The “sell in May and go away” believers may be able to put a feather in their cap after a less-than-stellar month saw the S&P/TSX Composite Index steadily bleed value. As always, these periods of retreat also present a fantastic buying opportunity for the savvy and patient investor.
Today, I want to discuss how we should look to spend $10,000 in June 2023. Below are three of my favourite stocks to snatch up as we prepare for what will hopefully be a hot season for Canadian stocks. Let’s dive in.
Here’s why I love Pet Valu for the long term
Pet Valu (TSX:PET) is a Markham-based company that is engaged in the retail and wholesale of pet foods, treats, toys, apparel, and accessories in Canada. Shares of this TSX stock have dropped 12% month over month as of close on Monday, May 29. The stock is now down 18% so far in 2023. Investors can see more of its recent performance with the interactive price chart below.
Recent analysis from Morgan Stanley projected that the pet industry would deliver a compound annual growth rate (CAGR) of 8% over the course of this decade. Indeed, pet ownership exploded during the pandemic and has fueled a significant sales bump for pet products and accessories. This is an industry worth getting excited about.
In the first quarter (Q1) of fiscal 2023, Pet Valu delivered system-wide sales growth of 18% to $339 million. Meanwhile, revenue increased 17% year over year to $250 million. Shares of this TSX stock currently possess a solid price-to-earnings (P/E) ratio of 23. Moreover, its board of directors last announced a quarterly dividend of $0.10 per common share. That represents a modest 1.2% yield.

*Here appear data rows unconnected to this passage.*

PR #541, opened 2023-01-27
[Xc admin] upd permissions remote

guibescos:
This enables upd_permission for pythtest

TODO: Move multisigAuthority, isRemote, WORMHOLE_ADDRESS[getMultisigCluster(cluster)] and UPGRADE_MULTISIG[getMultisigCluster(cluster)] to the multisig hook? The remote, not-remote logic will be used in all tabs.
WDYT @cctdaniel


cctdaniel (approved):
sounds good

PR #559, opened 2023-02-02
[price-service/client] Add e2 test

ali-bahjati:
The tests are very basic to ensure the api is correct and works as expected. Will improve it when we need to touch the clients.


third_party/pyth/p2w_autoattest.py
```diff
@@ -114,7 +114,7 @@
 min_rpc_interval_ms: 0 # RIP RPC
 max_batch_jobs: 1000 # Where we're going there's no oomkiller
 default_attestation_conditions:
-  min_interval_secs: 60
+  min_interval_secs: 10
```
ali-bahjati, line 117: 10 seconds is still slow compared to the rest of groups but will help to make e2e tests run faster.

jayantk (approved):

PR #560, opened 2023-02-02
[price-service] Make the README better

guibescos:
I tried running the price-service by myself and these things would have helped me.


ali-bahjati (approved):

ali-bahjati:
thank you ser

PR #562, opened 2023-02-02
[prettier] Prettier sync

guibescos:
We have two different version of prettier :
- one from the precommit hooks
- one from the packages.json
This PR pins the lerna prettier to match the precommit prettier
The two versions don't always agree.

@ali-bahjati let me known if better ideas of how to solve this


ali-bahjati (approved):
Nice! thank you ser

PR #567, opened 2023-02-06
wormhole_attester: per-symbol PDAs for attestation state

drozdziak1:
This change replaces the big attestation state PDA with individual per-symbol ones. This ensures more predictable tx costs and is generally cheaper. The change is achieved by reusing the product accounts on the attest() endpoint and putting the state PDAs in their place.


wormhole_attester/program/src/attest.rs
```diff
@@ -66,42 +63,41 @@ pub const P2W_MAX_BATCH_SIZE: u16 = 5;
...
 
-    pub pyth_product4: Option<Info<'b>>,
-    pub pyth_price4:   Option<Info<'b>>,
+    pub pyth_state4: Option<AttestationStatePDA<'b>>,
+    pub pyth_price4: Option<Info<'b>>,
 
-    pub pyth_product5: Option<Info<'b>>,
-    pub pyth_price5:   Option<Info<'b>>,
+    pub pyth_state5: Option<AttestationStatePDA<'b>>,
+    pub pyth_price5: Option<Info<'b>>,
```
ali-bahjati, line 86: I guess you need to make the states mutable here

ali-bahjati (commented):
lgtm, i'll approve once the CI works. It seems like a mutability issue that I think is related to considering the state accounts mutable (on the contract)

wormhole_attester/program/src/attest.rs
```diff
@@ -224,53 +218,70 @@ pub fn attest(ctx: &ExecutionContext, accs: &mut Attest, data: AttestData) -> So
...
-            ));
-            return Err(ProgramError::InvalidAccountData.into());
+        // Update the on-chain value using publish_time or
+        // prev_publish_time if the price is not currently trading
+        state.0.last_attested_trading_publish_time = Some(new_last_attested_trading_publish_time);
+
+        // Serialize the state to calculate rent/account size adjustments
+        let state_serialized = state.0 .1.try_to_vec()?;
+
+        if state.0.is_initialized() {
```
guibescos, line 245: I think you probably don't need this resize logic. Can't you make solitaire take care of this?

wormhole_attester/program/src/attest.rs
```diff
@@ -224,53 +218,70 @@ pub fn attest(ctx: &ExecutionContext, accs: &mut Attest, data: AttestData) -> So
...
+
+            trace!("Attestation state rent transfer OK");
+        } else {
+            let seeds = state.self_bumped_seeds(price.key, ctx.program_id);
+            solitaire::create_account(
+                ctx,
+                state.0.info(),
+                accs.payer.key,
+                solitaire::CreationLamports::Exempt,
+                state_serialized.len(),
```
guibescos, line 273: Instead of use `state_serialized`, create a constant `AttestationState::LEN` which is equal to the maximum size the account can have. This will save you resizing.

wormhole_attester/program/src/attestation_state.rs
```diff
@@ -14,33 +14,47 @@ use {
...
+            symbol_id.to_bytes().to_vec(),
+        ]
     }
 }
 
-pub type AttestationStateMapPDA<'b> = Derive<
-    Data<'b, AttestationStateMap, { AccountState::MaybeInitialized }>,
-    "p2w-attestation-state-v1",
->;
+impl<'a, 'b: 'a> Peel<'a, 'b> for AttestationStatePDA<'b> {
```
guibescos, line 49: Surprised you have to derive peel and persist manually. Why can't solitaire handle this?

guibescos (commented):
Some comments

wormhole_attester/program/src/attest.rs
guibescos: Or turn `last_attested_trading_publish_time` into a `Timestamp` instead of an Option and use the `AccountSize` solitaire trait.

wormhole_attester/program/src/attestation_state.rs
drozdziak1: Oh, that's because automating this in a derive macro is surprisingly difficult and Solitaire cannot do this currently

Going on a bit of a framework design tangent, it's actually a very interesting topic. I think a solid dedicated `derive(Peel)` could make this go away. The thing with Solana account deserialization is that aimost any attempt at a framework will focus on adding behavior modifiers on some sort of user accounts struct, one way or another. Anchor chose to go with macro attributes as the first class citizen, where you just specify requirements in the spirit of ETH modifiers, onto struct members as part of the derive macro. Solitaire went a different direction to do as little simple codegen as necessary. The idea being to contain as much of the validation logic in regular Rust code instead of the derive macro. So the way to enforce specific rules is abstracted away from the derive macro (Notice how it says FromAccounts and not Peel). The macro only knows that all members should implement Peel and it just calls that on each account in the incoming slice on-chain. Thus most automated validation comes from stacking types like `Mut<Derive<Data<MyDataStruct, Initialized>>>`, because they implement Peel and try to cover most simple cases. There are several unanticipated problems with our approach.First,t Solana's Rust safety choices make it very hard to  come up with easy to use generics (we have to use lifetimes like 'a, 'b and so on). Also, our struct-based strategy that makes very little info available to the derive macro means that relationships between account struct members are almost impossible to express statically in struct definition

ali-bahjati (approved):
🔥

wormhole_attester/program/src/attestation_state.rs
guibescos: AHHHH ok I think I get what's the problem

guibescos: You can get away with this by making : 
`pub type AttestationStatePDA<'b> =Data<'b, AttestationState, { AccountState::MaybeInitialized }>
`
instead of :
```
pub struct AttestationStatePDA<'b>(
    pub Data<'b, AttestationState, { AccountState::MaybeInitialized }>,
);
```

guibescos: I think this is just a strict simplification of the code

wormhole_attester/program/src/attest.rs
```diff
@@ -224,53 +218,84 @@ pub fn attest(ctx: &ExecutionContext, accs: &mut Attest, data: AttestData) -> So
...
-            return Err(ProgramError::InvalidAccountData.into());
+        // Save the new value for the next attestation of this symbol
+        state.0 .0.last_attested_trading_publish_time = new_last_attested_trading_publish_time;
+
+        // handling of last_attested_trading_publish_time ends here
+
+        // Serialize the state to calculate rent/account size adjustments
+        let state_serialized = state.0 .0 .1.try_to_vec()?;
+
+        if state.0 .0.is_initialized() {
```
jayantk, line 259: extract a helper function for all of this account allocation logic

jayantk (commented):
i'm happy if @ali-bahjati and @guibescos are

wormhole_attester/program/src/attest.rs
guibescos: I think this realloc logic needs to go away. This account is fixed sized and this code is too complex.

wormhole_attester/program/src/attestation_state.rs
drozdziak1: That's exactly what I tried to do before I needed to add the `Seeded` impl. However, It is not possible to implement foreign traits for foreign types in Rust :( In this case, the typedef is considered equivalent to the foreign type we assign to it, so the compiler yells, because the trait is also foreign.

wormhole_attester/program/src/attest.rs
drozdziak1: You're right, this made sense only for the large PDA. Thanks.

wormhole_attester/program/src/attest.rs
drozdziak1: I think I prefer spending the extra gas in exchange for not maintaining a constant for this. I think without the realloc logic it can live in the uninitialized if branch, so this is only done once in a PDA's lifetime ( that's the case in the change that removes the unneeded realloc()). Fundamentally, I think Solitaire could benefit from a flag that triggers this call for uninitialized data accounts. On persist() it serializes the struct anyway.

guibescos (approved):

PR #573, opened 2023-02-09
[price_service/server] Improve vaa counter metric

ali-bahjati:
Currently our vaa counter metric seems to be showing more vaas than what we actually receive. This PR will try to address that issue by increase observedVaaCache and moving some checks around to ensure no VAA is counted twice.


cctdaniel (approved):
🙇🏻‍♂️

PR #580, opened 2023-02-10
[xc-admin] Crank : Improve error logging

guibescos:


governance/xc_admin/packages/crank_executor/src/index.ts
```diff
@@ -213,5 +213,9 @@ async function run() {
 }
 
 (async () => {
-  await run();
+  try {
+    await run();
+  } catch (err) {
+    console.error(err);
+  }
```
jayantk, line 220: this no longer throws on errors -- is that intentional?

jayantk (approved):

governance/xc_admin/packages/crank_executor/src/index.ts
jayantk: i mean it's not just improving logging, it's also suppressing errors

guibescos: I'll make it throw...

guibescos: Without this trick the error wasn't getting printed

PR #1579, opened 2024-05-15
fix(fortuna): retry blocks

0xfirefist:


apps/fortuna/src/keeper.rs
```diff
@@ -627,26 +701,38 @@ pub async fn watch_blocks(
 
         let latest_safe_block = get_latest_safe_block(&chain_state).in_current_span().await;
         if latest_safe_block > *last_safe_block_processed {
+            let mut from = latest_safe_block.checked_sub(100).unwrap_or(0);
```
m30m, line 704: make this 100 a constant

apps/fortuna/src/keeper.rs
```diff
@@ -157,6 +167,16 @@ pub struct BlockRange {
...
 }
 
+#[derive(Debug, Clone, Copy, PartialEq, Eq)]
+pub enum RequestState {
+    /// Fulfilled means that the request was either revealed or we are sure we
+    /// will not be able to reveal it.
+    Fulfilled,
+    /// We have already processed the request but couldn't fulfill it and we are
+    /// unsure if we can fulfill it or not.
+    Processed,
```
m30m, line 177: where are we using this value?

apps/fortuna/src/keeper.rs
```diff
@@ -499,6 +544,34 @@ pub async fn process_single_block_batch(
             Ok(events) => {
                 tracing::info!(num_of_events = &events.len(), "Processing",);
                 for event in &events {
```
m30m, line 546: can you add a TODO here that this is handling all events in a single block sequentially? We might need to parallelise this later on.

apps/fortuna/src/keeper.rs
```diff
@@ -499,6 +544,34 @@ pub async fn process_single_block_batch(
...
+                    {
+                        match state {
+                            RequestState::Fulfilled => {
+                                tracing::info!(
+                                    sequence_number = &event.sequence_number,
+                                    "Skipping already fulfilled request",
+                                );
+                                continue;
+                            }
+                            RequestState::Processed => {
```
0xfirefist, line 560: @m30m here

m30m (approved):

PR #1580, opened 2024-05-15
feat(target_chains/starknet): handle SetFee governance instruction

Riateche:
- Implemented payload parsing for governance header and SetFee variant
- Added a test to check that fee actually changes to the requested value

Generating price updates from scratch is a bit tricky, so I opted to get real price updates from mainnet and just re-sign their wormhole VAAs with the test guardian set.


target_chains/starknet/contracts/src/pyth.cairo
```diff
@@ -190,9 +193,17 @@ mod pyth {
             let wormhole = IWormholeDispatcher { contract_address: self.wormhole_address.read() };
             let vm = wormhole.parse_and_verify_vm(data);
             self.verify_governance_vm(@vm);
-            //...
+            let data = governance::parse_instruction(vm.payload);
+            if data.target_chain_id != wormhole.chain_id() {
```
ali-bahjati, line 197: we allow chain id of 0 as well.

target_chains/starknet/tools/test_vaas/src/bin/generate_wormhole_vaas.rs
```diff
@@ -77,7 +77,7 @@ fn main() {
                 consistency_level: 6,
                 payload: PayloadKind::Binary(
                     GuardianSetUpgrade {
-                        chain_id: 1,
+                        chain_id: 60051,
```
ali-bahjati, line 80: Normally chainId of 0 is used here to mention all target chains.

ali-bahjati: Let's double check that wormhole governance also supports 0.

ali-bahjati (commented):
Please see my inline comments.

target_chains/starknet/contracts/src/pyth.cairo
Riateche: Fixed.

target_chains/starknet/tools/test_vaas/src/bin/generate_wormhole_vaas.rs
Riateche: Changed to 0 for this one. Note that we also use mainnet VAAs in tests and those also have chain_id == 0.

ali-bahjati (approved):

PR #1587, opened 2024-05-20
chore(target_chains/starknet): automate test data generation

Riateche:
Now, instead of manually copying output from `test_vaas` tool to the cairo tests, we can simply run a command to automatically generate `data.cairo` that contains all the generated data. I've also expanded comments for each item. Main test files (`pyth.cairo` and `wormhole.cairo`) should be more readable now. I've also added a CI check to ensure that `generate_test_data.rs` and `data.cairo` stay in sync. There are no significant code changes, just a lot of moving code around.


Reisen:
These are great test VAA's and I'd call these golden tests even, am +1'ing but want to ask if you think we could rip these out and apply these to all the contracts rather than just this one? It's something we wanted a little while ago and can probably take advantage of for modifying other contracts (or introducing new ones).

Reisen (approved):

Riateche:
Yes, I think we can use this implementation for other tests as well. Apart from calldata encoding, there is nothing specific to starknet in these tests.

PR #1588, opened 2024-05-21
feat(entropy): Entropy inspection

m30m:


apps/fortuna/src/command/inspect.rs
```diff
@@ -0,0 +1,113 @@
...
+    println!("Initial request number: {}", current_request_number);
+    let last_request_number = current_request_number.saturating_sub(num_requests);
+    if multicall_exists {
+        println!("Using multicall");
+        let mut multicall = Multicall::new(
+            rpc_provider.clone(),
+            Some(ethers::contract::MULTICALL_ADDRESS),
+        )
+        .await?;
+        let batch_size = 100;
```
jayantk, line 63: suggest putting this in InspectOptions with a default value, just in case it needs to be changed later.

apps/fortuna/src/config.rs
```diff
@@ -66,6 +68,9 @@ pub enum Options {
     /// Request a random number from the contract.
     RequestRandomness(RequestRandomnessOptions),
 
+    /// Inspect recent requests and find unfulfilled requests with callback.
+    Inspect(InspectOptions),
```
jayantk, line 72: question about this: how do I tell that the request didn't get a callback from the result? It seems like the output simply prints out all of the requests that have happened.

contract_manager/src/contracts/evm.ts
```diff
@@ -622,6 +633,52 @@ export class EvmEntropyContract extends Storable {
     };
   }
 
+  async getRequest(
```
jayantk, line 636: nit: a 1 sentence doc comment on these methods would be nice. (esp for getUserRandomNumber, would be nice to explain how to get the `block` argument if you don't have it)

jayantk (approved):

apps/fortuna/src/config.rs
m30m: any request still stored in the contract is not fulfilled yet. We just iterate through the requests and find the ones where the callback flag is also true and print them out.

PR #1589, opened 2024-05-21
feat(target_chains/starknet): governance data source transfer

Riateche:
I had to move sequence storing to `verify_governance_vm()` to make sure that we store the correct last sequence after the transfer. The new version is closer to our ethereum contract.


ali-bahjati (approved):
Nice!

PR #1592, opened 2024-05-22
feat(target_chains/starknet): pyth contract upgrade

Riateche:


ali-bahjati (approved):
Nice! Can you explain somewhere how the upgrade works? Based on your code I see that we need to have a vaa of the class-hash of the new contract. I can assume that there should be a method to upload the contract and it will be accessible by its hash (which is smart compared to other networks!)

ali-bahjati (approved):

Riateche:
I've added a comment. Yes, the new contract class must be declared in advance. Anyone who has the compiled contract artifact can declare it (but only once per network), and the class hash uniquely identifies all properties of the implementation.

Invest in the future with this promising TSX stock
ATS (TSX:ATS) is a Cambridge-based company that designs and builds factory automation systems. This stock has jumped 1.6% over the past month. Its shares have surged 40% in the year-to-date period.

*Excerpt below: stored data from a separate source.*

PR #1596, opened 2024-05-23
[fortuna] Adjust gas oracle logic to eliminate ethers.rs priority fee lower bound

jayantk:
So this was a fun one. It turns out that the default fee estimation logic in ethers.rs has a lower bound on the priority fee of 3 gwei. This value is way too high for the L2s that entropy is deployed on.

(see this logic here https://github.com/gakonst/ethers-rs/blob/master/ethers-providers/src/rpc/provider.rs#L452
which calls this to estimate the fee https://github.com/gakonst/ethers-rs/blob/master/ethers-core/src/utils/mod.rs#L496
which uses this constant as a lower bound https://github.com/gakonst/ethers-rs/blob/master/ethers-core/src/utils/mod.rs#L88 )

Unfortunately, there isn't a way to configure this behavior in ethers.rs , so I've ended up copy/pasting the relevant bits and dividing the constants by 100k which puts them more in the range of l2 behavior.

### DIFF
--- a/apps/fortuna/src/chain/eth_gas_oracle.rs
+++ b/apps/fortuna/src/chain/eth_gas_oracle.rs
@@ -1,9 +1,20 @@
-use ethers::types::{U256, I256};
-use ethers::providers::Middleware;
-use ethers::prelude::GasOracle;
-use ethers::prelude::gas_oracle::GasOracleError;
-use ethers::prelude::gas_oracle::Result;
-use axum::async_trait;
+use {
+    axum::async_trait,
+    ethers::{
+        prelude::{
+            gas_oracle::{
+                GasOracleError,
+                Result,
+            },
+            GasOracle,
+        },
+        providers::Middleware,
+        types::{
+            I256,
+            U256,
+        },
+    },
+};
 
 // The default fee estimation logic in ethers.rs includes some hardcoded constants that do not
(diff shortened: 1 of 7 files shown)


apps/fortuna/src/keeper.rs
```diff
@@ -223,7 +223,7 @@ pub async fn run_keeper_threads(
             .await
             .expect("Chain config should be valid"),
     );
-    let keeper_address = contract.client().inner().inner().signer().address();
+    let keeper_address = contract.client().inner().inner().inner().signer().address();
```
jayantk, line 226: (these are added because you have to unwrap the middleware 1 more time now)

apps/fortuna/src/chain/eth_gas_oracle.rs
```diff
@@ -0,0 +1,161 @@
...
+    } else {
+        rewards
+    };
+
+    // Return the median.
+    values[values.len() / 2]
+}
+
+fn base_fee_surged(base_fee_per_gas: U256) -> U256 {
+    if base_fee_per_gas <= U256::from(40_000u64) {
```
cctdaniel, line 152: I think you were gonna use `SURGE_THRESHOLD_1` here? same for the ones below

cctdaniel (approved):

The company released its Q4 and full-year fiscal 2023 results on May 18. In Q4 2023, revenue rose 21% year over year to $730 million. Meanwhile, adjusted basic earnings per share (EPS) rose to $0.73 compared to $0.60 in the previous year. For the full year, ATS achieved revenue growth of 18% to $2.57 billion and adjusted basic EPS growth of 3% to $2.57. Meanwhile, Order Bookings rose to $3.25 billion compared to $2.45 billion at the end of fiscal 2022.
This TSX stock is on track for strong earnings growth in the burgeoning factory automation space. There are few Canadian stocks that have been able to contend with its gains since the beginning of the decade.
One more stock to snag for the long term in June 2023
BRP (TSX:DOO) is the third and final TSX stock I’d look to spend what remains of our initial $10,000 in the late spring season. This company is engaged in the design, development, manufacture, distribution, and marketing of powersports vehicles and marine products in North America and around the world. Its shares have dipped 2.5% month over month. That has pushed the stock into negative territory in the year-to-date period.
In Q1 of fiscal 2023, BRP posted revenue growth of 36% to $330 million. Meanwhile, adjusted earnings before interest, taxes, depreciation, and amortization (EBITDA) climbed 8% to $79.0 million. Shares of BRP currently possesses an attractive P/E ratio of 9.3. It offers a quarterly dividend of $0.18 per share, representing a modest 0.7% yield.